When the door slammed, Roger looked at Grandpa and then at Carl, and said, 'Carl knows?'
'Yes,' Grandpa said. He had his hand in his pocket and when he took it out, he had the silenced pistol in it.
Carl said, 'What?' when he saw the pistol coming up, and Grandpa shot Roger in the heart.
Roger, looking surprised, fell down with a thump. The wooden floor echoed like a drum.
Carl said, 'You shot my dad.' Like a slap in the face; it staggered him.
Grandpa said, 'Don't think. Go do the woman.' He handed the gun to Carl. 'Don't think, don't touch her, don't touch anything. Just go do it.'
'You shot my fuckin' dad,' Carl said, and the gun barrel drifted up toward Grandpa's waist.

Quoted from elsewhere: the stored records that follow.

PR #2424, opened 2017-02-10
Tidy up MVC Send sample

mikeminutillo:
The endpoint no longer needs a custom container because we aren't updating it.

The MVC application container was still called updated based on when we were updating the Endpoint container. If we are no longer doing that, it should be called something else.

### DIFF
--- a/samples/web/send-from-mvc-controller/Core_6/WebApplication/Global.asax.cs
+++ b/samples/web/send-from-mvc-controller/Core_6/WebApplication/Global.asax.cs
@@ -34,15 +34,15 @@ public class MvcApplication :
 
         endpoint = Endpoint.Start(endpointConfiguration).GetAwaiter().GetResult();
 
-        var updater = new ContainerBuilder();
-        updater.RegisterInstance(endpoint);
+        var mvcContainerBuilder = new ContainerBuilder();
+        mvcContainerBuilder.RegisterInstance(endpoint);
 
         // Register MVC controllers.
-        updater.RegisterControllers(typeof(MvcApplication).Assembly);
+        mvcContainerBuilder.RegisterControllers(typeof(MvcApplication).Assembly);
 
-        var updated = updater.Build();
+        var mvcContainer = mvcContainerBuilder.Build();
 
-        DependencyResolver.SetResolver(new AutofacDependencyResolver(updated));
+        DependencyResolver.SetResolver(new AutofacDependencyResolver(mvcContainer));
 
         AreaRegistration.RegisterAllAreas();
         RegisterRoutes(RouteTable.Routes);
--- a/samples/web/send-from-mvc-controller/Core_6/WebApplication/Global.asax.cs
+++ b/samples/web/send-from-mvc-controller/Core_6/WebApplication/Global.asax.cs
@@ -15,18 +15,8 @@ public class MvcApplication :
     {
         #region ApplicationStart
 
-        var builder = new ContainerBuilder();
-
-        // Set the dependency resolver to be Autofac.
-        var container = builder.Build();
-
         var endpointConfiguration = new EndpointConfiguration("Samples.MvcInjection.WebApplication");
-        // instruct NServiceBus to use a custom AutoFac configuration
-        endpointConfiguration.UseContainer<AutofacBuilder>(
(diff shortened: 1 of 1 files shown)


mikeminutillo:
I'm not sure if we want that 2nd commit (which is why it's separate). Effectively, this sample had two containers and one of them we didn't do anything with. It we do nothing, NSB will handle that for you so that code can be removed.

It might make sense to keep it in and talk about the two containers, why there are two, and what each one is for. 

It still doesn't solve the case where I have dependencies I want to share between handlers and controllers. Arguably, you shouldn't be doing that anyway.

indualagarsamy:
@mikeminutillo - I think having 2 containers is better. NSB should be using its own container to register all the internal stuff it needs. IMO, the only thing that should be registered in the user's container is the IEndpointInstance in V6 and IBus in V5.  Thoughts? I had originally discussed this with @danielmarbach

mikeminutillo:
@indualagarsamy I agree. 

My point was that the sample don't actually *need* to create two containers because NSB will transparently create and manage it's own.

indualagarsamy:
@mikeminutillo - although a lot of the times, to do anything useful, controllers might need access to the IEndpointInstance to send other messages? So I think its beneficial to show the 2 containers, perhaps add a comment as to why we are doing it? Thoughts?

mikeminutillo:
I'm not sure. I think if we're going to have the second custom container we should put some dummy services into each container and show where getting them back out will work and where it won't.

If we put `ISomeService` in the NSB container then we can get it in handlers but not in controllers.

If we put `ISomeService` in the MVC container then we can get it in controllers but not in handlers.

If we put `ISomeService` in BOTH containers then we can get it in both but they are going to be different objects with different lifetimes.

If we register in both containers as a singleton then we STILL get two instances, one out of each container. 

If we really need/want to share access to a single instance then we're better off creating it outside of the containers and registering that single instance in each container with an external lifetime scope!

At that point, are we outside the scope of the original sample?

danielmarbach:
@mikeminutillo is right, if we have two containers the dependencies that need to be shared need to be created by the composition root and passed into the two containers or explicitly managed by one container while the other container registration code resolves from the first one (although not really preferred way to do it since you get weird coupling).

mikeminutillo:
Yeah. You get into weirdness like this:

```csharp
containerBuilder2.Register(b => container1.Resolve<ISomeService>()).ExternallyOwned();
```

WilliamBZA:
Urgh. The more I think about the more I think we need to leave the sample as is. 😞  Removing the call to `Update` means we should direct the users down a path of multiple containers, which at this stage adds a lot of confusion.

weralabaj:
@WilliamBZA you mean "as is" in this PR with Mike's changes, correct?
So @mikeminutillo is that ready to merge? I think we could also add a note that covers https://github.com/Particular/docs.particular.net/pull/2424#issuecomment-278872635, to stress how it works.

WilliamBZA:
@weralabaj No, I mean that the original code with the 2 containers is probably more useful to customers than stripping it down.

If we present the sample with only one container, the customers will have the same questions as us: "How do we share registrations between containers?"

weralabaj:
I'm confused now, but all Mike did was remove some unused code, correct? So should we update the sample to some earlier version where the 2nd container was actually used?

WilliamBZA:
@weralabaj This PR removes a chunk of code which shows customers how they can pass us an existing container, and still register the `IEndpointInstance` in their own container.

indualagarsamy:
@weralabaj - I think what @mikeminutillo has done here is good. For this sample, this doesn't need 2 containers. Doesn't need autofac explicitly built. All its doing is registering IEndpointInstance, so that it can be later used in the controllers. 
I think however, adding a paragraph about how people should do this in the scenarios we explored might be good. I will discuss later in the day with @mikeminutillo.

weralabaj:
@indualagarsamy did you discuss it? how can we proceed?

SimonCropp:
This seems abandoned. Shall we close?

mikeminutillo:
Merged after conversation with @SimonCropp 

I will create another issue to capture the other points in doco (and not just in a sample)

PR #2427, opened 2017-02-10
Automate support dates

mikeminutillo:
- Extracts the supported versions into an include
- Automates the generation of the include using data from NuGet

### DIFF
--- a/tools/supportedVersions.linq
+++ b/tools/supportedVersions.linq
@@ -1,0 +1,71 @@
+<Query Kind="Program">
+  <NuGetReference>NuGet.Core</NuGetReference>
+  <Namespace>NuGet</Namespace>
+  <Namespace>System.Collections.Concurrent</Namespace>
+  <Namespace>System.Threading.Tasks</Namespace>
+</Query>
+
+void Main()
+{
+	var corePackageName = "NServiceBus";
+	var nuGet = PackageRepositoryFactory.Default.CreateRepository("https://www.nuget.org/api/v2/");
+	var minVersion = new SemanticVersion("3.3");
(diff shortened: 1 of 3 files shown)


tools/supportedVersions.linq
```diff
@@ -0,0 +1,71 @@
...
+			package.Published, 
+			VersionString = package.Version.ToString()
+		 }
+		 group result by result.Version.Version.Major into g
+		 select g).Dump("All Versions by Major", 2);
+		 
+	var majorDates = 
+		(from majorRelease in releasesByMajor
+		 let initialRelease = majorRelease.Min(x => x.Published)
+		 let latestMinor = majorRelease.Max(r => r.Published)
```
mikeminutillo: Not sure if this is right. What is this date meant to represent in the table?

Is it the most recent date that a minor was released for this major?

Is it the date that the latest minor was first released (irrespective of patch/build)?

I'm really not sure why it's helpful in the table at all.

mikeminutillo:
Note that the dates do not match up with what we already had exactly. 

I'm not sure why. I'm not sure the legal consequences of changing them.

tools/supportedVersions.linq
andreasohlund: I'd say if we only show majors the minor data isn't adding any value.

Wouldn't it be relevant to show the minor(s) that we support currently on this page as well?

mikeminutillo: We can do that. In that case would it just be:

| Version | Released | Support Ends |
|    6.1     |  x             | y + 3 years     |
|    6.0     |  y             | y + 1 years     |

PR #2431, opened 2017-02-12
Sagas should not access databases

udidahan:


nservicebus/sagas/index.md
```diff
@@ -106,6 +106,13 @@ A typical scenario is a saga controlling the process of billing a customer throu
...
 
 
+## Accessing databases and other resources from a saga
+
+WARNING: Other than interacting with its own internal state, a saga should **not** access a database, call out to web services, or access other resources - neither directly nor indirectly by having such dependencies injected into it.
+
+Instead, a saga should send messages to other endpoints in which a regular message handler would access databases, call web services, or access other resources. Usually those message handlers will send response messages back to the saga, as described in the previous section.
```
SimonCropp: "send messages"  perhaps "send or publish"?

why explicitly "other endpoints"?

udidahan: I consider it less likely that a `publish` would be used for those purposes.

With regards to other endpoints, if you mean that those handlers could be hosted in the same endpoint as the saga - yes, I guess that could be fine.

indualagarsamy: >Instead, a saga should send messages to other endpoints in which a regular message handler would access databases, call web services, or access other resources. Usually those message handlers will send response messages back to the saga, as described in the previous section.

How about:

Instead, a saga should send messages to perform those actions. The corresponding message handler would access databases, call web services, or access other resources. Usually those message handlers will send response messages back to the saga, as described in the previous section. These message handlers can be hosted in separate endpoints or in the same endpoint depending on other architectural decisions.

udidahan: @indualagarsamy sounds good. Updating.

PR #2445, opened 2017-02-14
WIP Routing strategy snippet 6.2

danielmarbach:
Relates to https://github.com/Particular/NServiceBus/pull/4461

@Particular/docs-maintainers wasn't exactly sure if we need more explanation. I went with the approach to have the same snippet versioned.

Since the old way still works and is supported would be still need an upgrade guide?

// cc @Particular/nservicebus-maintainers

### DIFF
--- a/Snippets/Core/Core_6/Routing/Extensibility.cs
+++ b/Snippets/Core/Core_6/Routing/Extensibility.cs
@@ -157,7 +157,7 @@
         class RandomStrategy :
             DistributionStrategy
         {
-            static Random r = new Random();
+            static Random random = new Random();
 
             public RandomStrategy(string endpoint, DistributionStrategyScope scope) : base(endpoint, scope)
             {
@@ -165,7 +165,7 @@
 
             public override string SelectReceiver(string[] receiverAddresses)
             {
-                return receiverAddresses[r.Next(receiverAddresses.Length)];
+                return receiverAddresses[random.Next(receiverAddresses.Length)];
             }
         }
 
@@ -184,12 +184,12 @@
 
     public class Extensibility_62
     {
-        #region RoutingExtensibility-DistributionStrategy [6.2,7.0)
+        #region RoutingExtensibility-DistributionStrategy [6.2,)
 
         class RandomStrategy :
             DistributionStrategy
         {
-            static Random r = new Random();
+            static Random random = new Random();
 
             public RandomStrategy(string endpoint, DistributionStrategyScope scope) : base(endpoint, scope)
             {
@@ -204,7 +204,7 @@
             public override string SelectDestination(DistributionContext context)
             {
                 // access to headers, payload...
-                return context.ReceiverAddresses[r.Next(context.ReceiverAddresses.Length)];
+                return context.ReceiverAddresses[andomr.Next(context.ReceiverAddresses.Length)];
             }
         }
 
--- a/Snippets/Core/Core_6/Routing/Extensibility.cs
+++ b/Snippets/Core/Core_6/Routing/Extensibility.cs
@@ -204,7 +204,7 @@
             public override string SelectDestination(DistributionContext context)
             {
                 // access to headers, payload...
-                return context.ReceiverAddresses[andomr.Next(context.ReceiverAddresses.Length)];
+                return context.ReceiverAddresses[random.Next(context.ReceiverAddresses.Length)];
             }
         }
 
--- a/Snippets/Core/Core_6/Routing/Extensibility.cs
+++ b/Snippets/Core/Core_6/Routing/Extensibility.cs
@@ -152,7 +152,7 @@
             #endregion
         }
 
-        #region RoutingExtensibility-DistributionStrategy [6.0,6.2)
+        #region RoutingExtensibility-DistributionStrategy
 
         class RandomStrategy :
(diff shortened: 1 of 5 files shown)


SzymonPobiega:
I think it requires more explanation than just a single comment line. As a user I would not expect to see `NotImplementedException` in the working code.

danielmarbach:
@SzymonPobiega so actually split the partial then? Fine for me

SzymonPobiega:
@danielmarbach yeah. Maybe provide snippets for both cases in 6.2 partial: the simple one and the context-aware one.

danielmarbach:
@SzymonPobiega pushed a change. Would that be what you had in mind?

nservicebus/messaging/routing-extensibility_distribution_core_[6,6.2).partial.md
```diff
@@ -0,0 +1,7 @@
+include: routing-extensibility.distribution
```
SimonCropp: partials must match the version numbers of the snippets dirs. so unless u want to add a 6.2 here https://github.com/Particular/docs.particular.net/tree/master/Snippets/Core this partial will be ignored

weralabaj:
@danielmarbach feel free to continue editing text, etc.
as discussed, I'll make sure we'll figure out the best way for moving forward from the engine/editing perspective

danielmarbach:
@Particular/docs-maintainers @Particular/nservicebus-maintainers please review. I used a local nuget package to write this sample. The PR is merge into develop. We can always push an unstable package

nservicebus/messaging/routing-extensibility_content_core_[6,).partial.md
```diff
@@ -64,4 +64,6 @@ snippet:RoutingExtensibility-Distribution
 
 snippet:RoutingExtensibility-DistributionStrategy
 
+As of NServiceBus version 6.2 and later it is possible to override the virtual method `SelectDestination`. The method provides access to the `DistributionStrategyContext` that enables more advanced distribution scenarios like distributing based on the headers of the message. When `SelectDestination` is overridden, it is advised not to call `base.SelectDestination` since the base method calls into `SelectReceiver` for backward compatibility reasons. `SelectReceiver` can throw a `NotImplementedException` since it will never be called in this case.
```
SeanFeldman: > The method provides access to the `DistributionStrategyContext` that enables more advanced distribution scenarios like distributing based on the headers of the message.

replace "like" with "such as". Possibly:

The method provides access to the `DistributionStrategyContext` enabling more advanced distribution scenarios such as message header based distribution.

weralabaj:
@danielmarbach 

> since the base method calls into `SelectReceiver` for backward compatibility reasons. `SelectReceiver` can throw a `NotImplementedException` since it will never be called in this case.

This part is a bit unclear to me. Is `SelectReceiver` part of the public API? Are we getting too deep into implementation details here? Is there actually any situation when you should call the base method? Or could we just say:

> When overridning `SelectDestination` do not call `base.SelectDestination`. For more details go to the sample.

weralabaj:
see updated comment with propositions

danielmarbach:
@weralabaj good suggestion! I think I dove into too much details, you are right. Updating based on your decision

nservicebus/messaging/routing-extensibility_content_core_[6,).partial.md
```diff
@@ -64,4 +64,6 @@ snippet:RoutingExtensibility-Distribution
 
 snippet:RoutingExtensibility-DistributionStrategy
 
-To learn more about creating custom distribution strategies see the [fair distribution sample](/samples/routing/fair-distribution/).
\ No newline at end of file
+In NServiceBus version 6.2 and above it is possible to override the virtual method `SelectDestination`. The method provides access to the `DistributionStrategyContext` that enables implementing more advanced distribution scenarios, such as distributing based on the headers of the message. When `SelectDestination` is overridden, do not call `base.SelectDestination` since the base method calls `SelectReceiver` for backward compatibility reasons. `SelectReceiver` can throw a `NotImplementedException`.
```
SimonCropp: "NServiceBus" is assumed. should be removed

weralabaj:
I think we need to deploy the 6.2 package to MyGet to get it working @danielmarbach

Snippets/Core/Core_6/Routing/Extensibility.cs
```diff
@@ -181,4 +181,33 @@ class MyEvent :
         {
         }
     }
-}
\ No newline at end of file
+
+    public class Extensibility_62
+    {
+        #region RoutingExtensibility-DistributionStrategy [6.2,7.0)
```
SimonCropp: shouldnt this be an unbound upper?

Snippets/Core/Core_6/Routing/Extensibility.cs
```diff
@@ -181,4 +181,33 @@ class MyEvent :
...
+
+        class RandomStrategy :
+            DistributionStrategy
+        {
+            static Random r = new Random();
```
SimonCropp: can we have a better variable name

danielmarbach:
@weralabaj @SimonCropp addressed comments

'Don't point the gun at me; just take care of the woman.'
'You… Jesus Christ.' Carl stared at the old man.
Grandpa's voice turned to gravel: 'Take care of the woman.'
For a moment, everything balanced on a knife. The gun was now aiming at Grandpa's heart, and Carl took up the slack in the trigger.
'Don't think…'
They posed for another three seconds, then Carl suddenly turned, walked to the bedroom door, pushed it open. Grandpa heard the woman say, 'What?' and then three shots, a quick bap-bap, and then a finishing bap.
Carl wandered back into the living room, a dazed look on his face. Grandpa said, 'Are you all right?'
'Maybe.'
'Give me the gun.'
Carl handed it over. 'Are you going to kill me someday?'
Grandpa was neither startled nor disturbed by the question. 'No.' He put the gun in his pocket and took out two black oversized garbage bags. 'Help me get Roger in these things. I don't want blood in the trunk of the car.'
'What's going on?' Carl asked, a pleading note in his voice.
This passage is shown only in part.